Security team successfully cracks SSL using 200 PS3's and MD5

William Warren hescominsoon at emmanuelcomputerconsulting.com
Sat Jan 3 14:35:06 UTC 2009


Dragos Ruiu wrote:
>
> On 2-Jan-09, at 9:56 AM, Robert Mathews (OSIA) wrote:
>
>> Joe Greco wrote:
>>> [ ....  ]
>>>
>>> Either we take the potential for transparent MitM attacks seriously, or
>>> we do not.  I'm sure the NSA would prefer "not."  :-)
>>>
>>> As for the points raised in your message, yes, there are additional
>>> problems with clients that have not taken this seriously.  It is, 
>>> however,
>>> one thing to have locks on your door that you do not lock, and another
>>> thing entirely not to have locks (and therefore completely lack the
>>> ability to lock).  I hope that there is some serious thought going 
>>> on in
>>> the browser groups about this sort of issue.
>>>
>>> [ ... ]
>>>
>>> ... JG
>>
>> F Y I, see:
>>
>> SSL Blacklist 4.0 - for a Firefox extension able to detect 'bad'
>> certificates @
>> http://www.codefromthe70s.org/sslblacklist.aspx
>>
>> Best.
>
> Snort rule to detect said...
>
> url: http://vrt-sourcefire.blogspot.com/2009/01/md5-actually-harmful.html
>
> alert tcp $EXTERNAL_NET $HTTP_PORTS -> $HOME_NET any (msg:"POLICY Weak 
> SSL OSCP response -- MD5 usage"; content:"content-type: 
> application/ocsp-response"; content:"2A 86 48 86 F7 0D 01 01 05"; 
> metadata: policy security-ips drop, service http; reference: url, 
> www.win.tue.nl/hashclash/rogue-ca/; classtype: policy-violation; 
> sid:1000001;)
>
> cheers,
> --dr
>
> -- 
> World Security Pros.
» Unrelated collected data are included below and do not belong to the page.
PR #335, opened 2019-08-14
 Allow running multiple orchestrators in active-passive mode

adamruzicka:
Upon startup, the orchestrator checks if dynflow_orchestrator_uuid key is unset in Redis. If so, it acquires an orchestrator lock by associating the uuid of the orchestrator's world with the key. However this lock has limited time to live and needs to be periodically
refreshed.

If the key is set, the orchestrator goes into passive mode and periodically polls the lock's status. If it manages to acquire the lock, it becomes the active orchestrator.

Active orchestrator periodically updates the record in Redis to ensure its freshness.

Redmine: https://projects.theforeman.org/issues/27412

### DIFF
--- a/lib/dynflow/executors/sidekiq/redis_locking.rb
+++ b/lib/dynflow/executors/sidekiq/redis_locking.rb
@@ -1,0 +1,68 @@
+module Dynflow
+  module Executors
+    module Sidekiq
+      module RedisLocking
+        REDIS_LOCK_KEY = 'dynflow_orchestrator_uuid'
+        REDIS_LOCK_TTL = 60
+        REDIS_LOCK_POLL_INTERVAL = 15
+
+        ACQUIRE_OK = 0
+        ACQUIRE_MISSING = 1
+        ACQUIRE_TAKEN = 2
+
+        RELEASE_SCRIPT = <<~LUA
+          if redis.call("get", KEYS[1]) == ARGV[1] then
+            redis.call("del", KEYS[1])
+          end
+          return #{ACQUIRE_OK}
+        LUA
+
+        REACQUIRE_SCRIPT = <<~LUA
+          if redis.call("exists", KEYS[1]) == 1 then
+            local owner = redis.call("get", KEYS[1])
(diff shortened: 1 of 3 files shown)


adamruzicka:
Rubocop should be fixed by https://github.com/Dynflow/dynflow/pull/334

lib/dynflow/executors/sidekiq/redis_locking.rb
```diff
@@ -0,0 +1,69 @@
...
+
+        def release_orchestrator_lock
+          ::Sidekiq.redis { |conn| conn.eval RELEASE_SCRIPT, [REDIS_LOCK_KEY], [@world.id] }
+        end
+
+        def wait_for_orchestrator_lock
+          mode = nil
+          loop do
+            active = ::Sidekiq.redis do |conn|
+              conn.set(REDIS_LOCK_KEY, @world.id, :ex => REDIS_LOCK_TTL, :nx => true)
```
ezr-ondrej: Is the set operation on redis atomic?

adamruzicka: Yes

adamruzicka:
I looked at it briefly and I didn't exactly set our use case. We need to take the lock, make it expire after a while, but keep refreshing it as long as we hold it. As far as I can tell, the refreshing part is not implemented there. But I'd be happy to be proven wrong :)

ezr-ondrej:
no I haven't seen the decay introduced there. It's effective only for a period of time, and thus can be probably forced to way we want, but it wouldn't feel right.
I'm just thinking if this actually make sense to run more orchestrators just to make the takeover faster opposed to restart of the orchestrator?
On the other hand it probably makes sense to lock the redis to prevent issues if multiple executors are ran by accident, right?

adamruzicka:
This was meant mainly as a safeguard to prevent accidentally running multiple orchestrators. I could change it to only prevent another orchestrator from starting if some is already active, but imo this gives a better user experience.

Cutting Edge Training, Tools, and Techniques
> Vancouver, Canada  March 16-20 2009  http://cansecwest.com
> London, U.K. May 27/28 2009 http://eusecwest.com
> pgpkey http://dragos.com/ kyxpgp
>
>
>
Everyone seems to be stampeding to SHA-1..yet it was broken in 2005.  So 
we trade MD5 for SHA-1?  This makes no sense.